Chapter 15

Now they were definitely looking at me. I knew it, and they knew I knew. But that was just what they wanted. They all wanted to hurt me. Like some kind of sick joke. They all wanted me to be scared, and they knew looking at me would do the trick. And they all knew about my arm. They all knew about the hit. And they were loving it. ‘You feeling better?’ my friend said to me when I saw her. ‘What?’ I replied, surely she knew. Everyone knew. ‘Mrs Humphreys told us you went home cos you were sick….So…are you feeling better?’ she said, with an almost patronising tone. She was lying. I knew it. She must have been. But maybe I could play along anyway. Maybe if I could convince other people it wasn’t true, I could convince myself. ‘Yeah, a bit better,’ I lied ‘my stomach was just killing me yesterday, you know, cramps and all that.’ And she took it. She believed it. That’s what happened, I was ill, yeah, I was ill, I had cramps, so I went home.
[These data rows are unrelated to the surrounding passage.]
PR #1373, opened 2021-06-25
System: improved the appearance of the fatal error message page

SKuipers:
In the past, we've moved the error message page into a template, which is a nice way to ensure it's formatted and looks good. However, in the event that a fatal error occurs, the current error message may be plain text and looks jarring, especially if font-end users see it. 

This PR adjusts the error messages so that the soft-fail messages will use the template, but any hard-fail states will default back to an error.php page that contains enough HTML to render and still look okay. The error.php page does not depend on any functions or libraries, and should always be renderable.

**Screenshots**
Soft-fail:
Screenshot 2021-06-25 at 2 14 00 PM

Hard-fail:
Screenshot 2021-06-25 at 2 13 54 PM

### DIFF
--- a/CHANGELOG.txt
+++ b/CHANGELOG.txt
@@ -26,6 +26,7 @@ v23.0.00
 
     Tweaks & Additions
         System: updated table actions to enable additional modules to use their own icon paths
+        System: improved the appearance of the fatal error message page
         Students: updated student enrolment dropdown to include students with Expected status
 
     Bug Fixes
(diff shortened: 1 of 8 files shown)


rossdotparker:
I've tested this by removing /vendor, and it seems to work well : ) However, if I mangle index.php to produce an error, I just get the plain white page of doom.

SKuipers:
> I've tested this by removing /vendor, and it seems to work well : ) However, if I mangle index.php to produce an error, I just get the plain white page of doom.

Ah, I see. Looks like since everything is routed through index.php, a compile error on index will break things, but any other type of runtime error or exception should be caught. Not sure we can catch the compile errors, but I don't think we'd ever commit a bug that egregious either.

PR #1375, opened 2021-06-29
Comment fix

powertashton:
**Description**
This PR fixes a couple hundred comments that were incorrectly stating that the code was checking if school year specified.

**Motivation and Context**
In working on some code in the library module I noticed something was off with a comment, determined that it had likely been copy pasted from another piece of code, and then wondered how many times it had happened.. The answer was at least 260 times in the core.
image
image

**How Has This Been Tested?**
As the only changes have been to comments the functionality of the code should remain unchanged, hopefully Github Actiosn will agree with me on this.

### DIFF
--- a/modules/Activities/activities_manage_delete.php
+++ b/modules/Activities/activities_manage_delete.php
@@ -27,7 +27,7 @@ if (isActionAccessible($guid, $connection2, '/modules/Activities/activities_mana
     $page->addError(__('You do not have access to this action.'));
 } else {
     //Proceed!
-    //Check if school year specified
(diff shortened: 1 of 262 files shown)


powertashton:
Would it have been easier for me to simply change all the lines of code to "Check if required variables specified"? Yes, but that just wouldn't have had the same effect, would it?

SKuipers (approved):
Awesome 😂 I had seen those around and had been changing them as they crossed my path. No idea there was over 250 instances of them, nicely caught. Love your methodical approach to not only update the comment, but the context of the comment as well. Happy to merge this in 😁

PR #1379, opened 2021-07-05
Reporting: fix issue with empty milestone

### LINKED ISSUE #1378: Error updating Reporting Cycle
**Describe the bug**
On an existing reporting cycle, I attempted to update the end date and could not due to an error.

**To Reproduce**

1. Assess / Reports / Manage Reporting Cycles 
2. Save
3. Resulting in a blank screen
4. In error log:
`
PHP Fatal error:  Uncaught TypeError: array_map(): Argument #2 ($array) must be of type array, string given in /home/gibbon/public_html/modules/Reports/reporting_cycles_manage_editProcess.php:58
Stack trace:
#0 /home/gibbon/public_html/modules/Reports/reporting_cycles_manage_editProcess.php(58): array_map(Object(Closure), '')
#1 {main}
  thrown in /home/gibbon/public_html/modules/Reports/reporting_cycles_manage_editProcess.php on line 58
`

**Expected behavior**
It should save normally. I believe the issue is related to milestones, but I'm not sure why it just appeared. We do not have milestones on this reporting cycle.

This bypassed the error successfully (but it doesn't fix the error it just bypasses milestones altogether):
reporting_cycles_manage_editProcess.php, line 54:

`    // Sort and save milestones as a JSON blob`
`/*    $data['milestones'] = array_map(function ($item) {`
`        $item['milestoneDate'] = Format::dateConvert($item['milestoneDate']);`
`        return $item;`
`    }, $data['milestones']);`
`    $data['milestones'] = array_combine(array_keys($_POST['order']), array_values($data['milestones']));`
`    ksort($data['milestones']);`
`    $data['milestones'] = json_encode($data['milestones']);`
`    */`
`    $data['milestones'] = json_encode(array());`

**Your System**

 - Gibbon version 22.0

yookoala:
**Description**
* In Reporting ([reporting_cycles_manage_editProcess.php](https://github.com/GibbonEdu/core/blob/v22.0.00/modules/Reports/reporting_cycles_manage_editProcess.php#L55-L58)), the submitted value `$_POST['milestones']` is supposed to be an array. However, if there is no milestone submitted, the value `$_POST['milestones']` would be not set.
* The null coercion in [line 48](https://github.com/GibbonEdu/core/blob/v22.0.00/modules/Reports/reporting_cycles_manage_editProcess.php#L48) would provide an empty string as the fallback value, which is not an array. This would cause issue in the array_map in [line 55-58](https://github.com/GibbonEdu/core/blob/v22.0.00/modules/Reports/reporting_cycles_manage_editProcess.php#L55-L58).
* Changing the fallback value from an empty string could fix the issue. (Need original reporter @tr-j verification)
* Best if we can have this in our acceptance test. But there is currently no acceptance test for it. And I'm not familiar with the module enough to write one.

**Motivation and Context**
Fix #1378.

**How Has This Been Tested?**
* Not tested yet. Pending on @tr-j hands-on testing.

### DIFF
--- a/modules/Reports/reporting_cycles_manage_editProcess.php
+++ b/modules/Reports/reporting_cycles_manage_editProcess.php
@@ -45,7 +45,7 @@ if (isActionAccessible($guid, $connection2, '/modules/Reports/reporting_cycles_m
         'cycleNumber'           => $_POST['cycleNumber'] ?? '1',
         'cycleTotal'            => $_POST['cycleTotal'] ?? '1',
         'notes'                 => $_POST['notes'] ?? '',
-        'milestones'            => $_POST['milestones'] ?? '',
+        'milestones'            => $_POST['milestones'] ?? [],
     ];
 
     $data['dateStart'] = Format::dateConvert($data['dateStart']);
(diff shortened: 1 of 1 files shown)


SKuipers (approved):
Well caught, thanks! 👍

That was it. But as soon as I got back into the corridor I knew I was wrong. Louise might have believed it; she might still be ignorant. But everyone else knew. They did. She had obviously missed the rumour somehow. So again everyone was looking at me. I pulled my sleeves over my hands and kept my head down. I couldn’t make eye contact with anyone, they would find out more. They would hate me more. They would beat me and laugh at me. Everyone wanted to laugh at the depressed girl. I ran to the toilets and cried. No one ever came to the year 10 toilets, thank God. I sat on the top of the seat and reached into my bag. I felt the blade cold and metallic between my fingertips. My beauty. It would help. It would make everyone go away, make the world go away. I could be myself again. But I didn’t need it. You never need it. Never. It would help. But it wasn’t necessary. I told Kelli that so many times. I couldn’t go back on that now. I didn’t need it. Yes I wanted it, but I never needed it. All the fucking times she told me that she needed to cut, she had to start again, she had to. Fucking bull. It was a selfish, hollow addiction, she wanted it, cos in some twisted way it made her feel better. No matter how much it hurt other people. I wasn’t hurting anyone else. I was being selfish. I didn’t need it. But I wanted it. More than anything, I wanted it.